Kristian Bolin et al. J Eval Clin Pract. 2009 Jun.

Abstract

Study objectives: To evaluate the cost-effectiveness of an additional 12-week treatment with varenicline for abstainers who had successfully completed an initial 12-week treatment.

Design: The Benefits of Smoking Cessation on Outcomes simulation model was used to simulate both direct and indirect effects of smoking cessation. All calculations were performed in 2003 Swedish prices.

Setting: Sweden in 2003.

Patients or participants: The modelled cohort consisted of 25% of adult smokers motivated to quit smoking (168,844 males and 208,737 females). The age and sex distributions of the cohort reflect that of the Swedish population in 2003.

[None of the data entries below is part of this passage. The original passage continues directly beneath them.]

PR #971, opened 2023-10-17
refactor(formsg-site-clone): remove and add to site creation

seaerchin:
## Problem
Previously we used a form to clone the site over to efs. Prod ops feedback that this should happen automatically on site creation, so this is done here

## Solution
Subsume cloning to be final step of site creation


src/routes/formsgSiteCreation.ts
```diff
@@ -82,20 +81,20 @@ export class FormsgRouter {
       if (!siteName) {
         const err = `A site name is required`
         await this.sendCreateError(requesterEmail, repoName, submissionId, err)
-        return res.sendStatus(200)
+        return cloneRes.sendStatus(200)
```
harishv7, line 84: where is cloneRes coming from?

harishv7: Where is the clone logic?

seaerchin: The rename in vscode renamed all instances instead of the variable...

I didn't catch this cos I didn't expect it to do a global rename of the word instead of the variable...

Will update?

src/routes/formsgSiteCreation.ts
```diff
@@ -119,6 +119,12 @@ export class FormsgRouter {
         repoName,
         isEmailLogin,
       })
+
+      // NOTE: Clone site to EFS
+      const cloneRes = await this.gitFileSystemService.clone(repoName)
```
seaerchin, line 124: @harishv7 clone logic is here

src/routes/formsgSiteCreation.ts
kishore03109, line 84: heads up that the types mismatch here !

kishore03109 (commented):
wah this is a more elegant solution, completely didnt think about this when reviewing pr :sadge:

src/routes/formsgSiteCreation.ts
seaerchin: yea due to vscode renaming the whole `res` stack instead of the var

src/routes/formsgSiteCreation.ts
```diff
@@ -119,6 +119,13 @@ export class FormsgRouter {
         repoName,
         isEmailLogin,
       })
+
+      if (isEmailLogin) {
+        // NOTE: Clone site to EFS
+        const cloneRes = await this.gitFileSystemService.clone(repoName)
+        if (cloneRes.isErr()) throw cloneRes.error
```
harishv7, line 126: should we add an alarm for this error? else we won't know right

seaerchin: outer loop has a `catch` that does `sendCreateError`

kishore03109 (approved):

PR #1004, opened 2023-11-01
fix: reposervice fix cwd

harishv7:
## Problem

By right we are supposed to use `root = false`, to quite the [doc](https://github.com/steveukx/git-js) 
```
.cwd({ path, root = false }) Sets the working directory for all future commands either in the current chain of commands (where root is omitted or set to false) or in the main instance (where root is true).
```

Ran this agains this against ~30 sites at one go, no errors like the ones we previously observed
Screenshot 2023-11-01 at 5 29 23 PM

### Tests 
- [ ] e2e tests for GGs 
- [ ] For a GGs site in staging, able to CRUD on pages + CRUD on images


kishore03109 (commented):
our git file system service also need changes

kishore03109:
lets branch off from last week's release + create 2 prs (one for dev, one to master) to do a hotfix today

also have we load tested this against chaining? (or you think no need)

kishore03109 (approved):

PR #1007, opened 2023-11-01
Fix/quickie/dbUpdate

kishore03109:
## Problem

Somehow the staging sites, while rendering correctly to the end user, did not mutate the DB as expected . 

Closes [insert issue #]

## Solution

Not too sure why the previous code didnt work, directly importing the deployments service to mutate this instead.

**Breaking Changes**

  - Details ...

## Tests

- [ ] in staging, log into kishore-test and view the staging url, since it is whitelisted it should be the staging-lite url 
- [ ] log into growthbook, go into the `is_show_staging_build_status_enabled` for staging and remove `kishore-test`
- [ ] refresh the cms 
- [ ] assert that the db value for `stagingUrl` have changed back to the `staging.amplifyapp.com`, the staging link should now be just the `staging.amplifyapp.com` (note that its NOT the staging-lite link anymore) 
- [ ] log into growthbook, go into the `is_show_staging_build_status_enabled` for staging and add `kishore-test` back in 
- [ ] refresh cms 
- [ ] assert that the db value for `stagingUrl` have changed back o `staging-lite.amplifyapp.com`
- [ ] the staging link should revert back to the `staging-lite.amplifyapp.com` (note that its NOT the staging link anymore)

### DIFF
--- a/src/fixtures/repoInfo.ts
+++ b/src/fixtures/repoInfo.ts
@@ -11,6 +11,9 @@ export const MOCK_STAGING_URL_CONFIGYML: NonNullable<
 export const MOCK_STAGING_URL_DB: NonNullable<
   ConfigYmlData["staging"]
 > = Brand.fromString("https://repo-staging-db.netlify.app")
+export const MOCK_STAGING_LITE_URL_DB: NonNullable<
+  ConfigYmlData["staging"]
+> = Brand.fromString("https://repo-staging-lite-db.netlify.app")
 
 export const MOCK_PRODUCTION_URL_GITHUB: NonNullable<
   ConfigYmlData["prod"]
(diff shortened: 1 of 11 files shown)


seaerchin (approved):
ok with this for now - just be aware that this fixes only if the 1-1 relation is the one causing the issue, otherwise it might still be present (just need to be aware). 

the tests don't seem to relate to the fix also - the fix is on `mutation` but for the manual test, we appear to be mutating directly?

kishore03109:
@seaerchin yea somehow that relation didnt work in production. 

wait ah why do you say that? the mutations are symmetrical at the repo level?  ie from `staging.amplifyapp.com` -> `staging-lite.amplifyapp.com`

let me change the test to actually directly update the growthbook for this to be clearer!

Interventions: Smokers who had achieved abstinence for at least 7 days following 12-week open-label treatment with varenicline were randomized to receive an additional 12-week treatment with either varenicline or placebo.

Measurements and results: The incremental costs per quality-adjusted life-year (QALY) gained, for abstainers who received an additional 12-week varenicline treatment compared with only 12 weeks, were Euro 7066 for men and Euro 7108 for women, over a 50-year time horizon. (1 Euro approximately equal to SEK 9.12). These estimates excluded indirect effects on production and consumption of increased survival. The corresponding incremental costs per QALY including indirect effects were Euro 24,149 and Euro 24,436, respectively. Sensitivity analysis indicated that the estimated cost-utility ratios are robust, but relatively sensitive to treatment efficiency and intervention costs.

Conclusions: An additional 12-week course of varenicline treatment, provided to abstainers after an initial 12-week treatment, produces relatively low incremental cost-utility ratios in the spectrum of life-saving medical treatments.